🤖 AI Summary
This work investigates trajectory imitation learning in the complex 3D game *Bleeding Edge*, addressing robustness challenges arising from environmental stochasticity and train-deploy distribution shift. To mitigate uncertainty bias in inverse dynamics models (IDMs), we propose a multi-scale future alignment strategy. We systematically evaluate combinations of visual encoders—DINOv2 versus from-scratch trained—and policy heads—GPT-style (autoregressive) versus MLP-style (feedforward). Results show that, with sufficient data, a self-trained encoder paired with a GPT-style head achieves optimal performance; under low-data regimes, DINOv2 with a GPT-style head is superior; and under pretraining-fine-tuning, both head types converge in performance. Additionally, we introduce a trajectory deviation quantification metric, enabling fine-grained robustness analysis for imitation learning.
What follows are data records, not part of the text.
PR #6614, opened 2022-11-03
New fulfillment type shipping

sujithvn:

Resolves #6471 
Impact: **breaking**
Type: **feature**

## Issue

## Solution

This PR is for 2nd entry  new-fulfillment-type-shipping

## PR Details in order

```
feat/fulfillment-types
 | 
 |        | __ new-fulfillment-type-shipping       <--- This PR #6614
 |__ new-fulfillment-impacted-plugins. [carts, products, orders, catalogs]  #6615 
 |__ new-placeOrder refactor validateOrder #6616 

```
## Existing PRs originally based on the #6480 (to be updated to point to #6610) 
We shall change the base branch of the 3 existing PRs (i18n #6545, dataMigration #6633 , setDefaultFFtype #6543) to  point to 00 fulfillment base

### API-PLUGIN-FULFILLMENT-TYPE-SHIPPING
* Registers the 'shipping' as a ff-type via registeredFulfillmentTypes: ["shipping"]
* Inserts the default entry for shipping ff-type in Fulfillment collection

##### API-PLUGIN-FULFILLMENT-METHOD-SHIPPING-FLAT-RATE
* Mostly copied over from api-plugin-shipment-flat-rate by making certain fixes to adhere to new structure and new DB collections. Fixes are similar to the details provided for the other 2 ff-method plugins below.
* The mutations & queries present were left as it is and it works slightly differently compared to the new mutations/queries that were introduced in api-plugin-fulfillment (which is used by remaining ff-methods)
* Shipping restrictions feature is copied over from existing code. This feature is not added to other ff-methods.

##### API-PLUGIN-FULFILLMENT-METHOD-SHIPPING-DYNAMIC-RATE
*  getFulfillmentMethodsWithQuotesShippingDynamicRate - returns the quote or equivalent details for the method when called from base ff plugin
* preStartup - extends the union of "methodAdditionalData" with data structure specific to UPS
* util/checkAndCreateFulfillmentMethod - confirms existing ff-type entry and adds a new ff-method under it.
* util/calculateUPSRate - dummy function to simulate api providing UPS specific info while returning quotes.
* util/ validateOrderMethodsDynamicRate - dummy function to simulate UPS specific validations done. Called by prepareOrder.js 

## Breaking changes

## Testing


packages/api-plugin-fulfillment-type-shipping/src/startup.js
```diff
@@ -0,0 +1,23 @@
...
+ */
+export default async function fulfillmentTypeShippingStartup(context) {
+  context.appEvents.on("afterShopCreate", async (payload) => {
+    const { shop } = payload;
+    const shopId = shop._id;
+
+    // We do not have validatePermissions in context during this startup stage, hence commenting below
+    // await context.validatePermissions("reaction:legacy:fulfillmentTypes", "read", { shopId });
+
+    const insertSuccess = await checkAndCreateFulfillmentType(context, shopId);
```
tedraykov, line 15: When we create an entity, isn't it implied that we check the prerequisite conditions anyway? The `checkAnd` part of the function name seems a bit overexplicit.

packages/api-plugin-fulfillment-method-shipping-dynamic-rate/src/getFulfillmentMethodsWithQuotesShippingDynamicRate.js
```diff
@@ -0,0 +1,70 @@
...
+    "provider.enabled": true
+  }).toArray();
+  if (!shippingRateDocs || !shippingRateDocs.length) {
+    return [rates, retrialTargets];
+  }
+  const initialNumOfRates = rates.length;
+
+  shippingRateDocs.map(async (doc) => {
+    const carrier = doc.provider.label;
+    const currentPluginMethods = doc.methods.filter((method) => ((method.fulfillmentMethod === (fulfillmentMethodName)) && (method.enabled)));
```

Our study provides principled insights into architecture selection and evaluation methodology for robust behavioral cloning in stochastic 3D environments.
📝 Abstract
Imitation learning is a powerful tool for training agents by leveraging expert knowledge, and being able to replicate a given trajectory is an integral part of it. In complex environments, like modern 3D video games, distribution shift and stochasticity necessitate robust approaches beyond simple action replay. In this study, we apply Inverse Dynamics Models (IDM) with different encoders and policy heads to trajectory following in a modern 3D video game -- Bleeding Edge. Additionally, we investigate several future alignment strategies that address the distribution shift caused by the aleatoric uncertainty and imperfections of the agent. We measure both the trajectory deviation distance and the first significant deviation point between the reference and the agent's trajectory and show that the optimal configuration depends on the chosen setting. Our results show that in a diverse data setting, a GPT-style policy head with an encoder trained from scratch performs the best, DINOv2 encoder with the GPT-style policy head gives the best results in the low data regime, and both GPT-style and MLP-style policy heads had comparable results when pre-trained on a diverse setting and fine-tuned for a specific behaviour setting.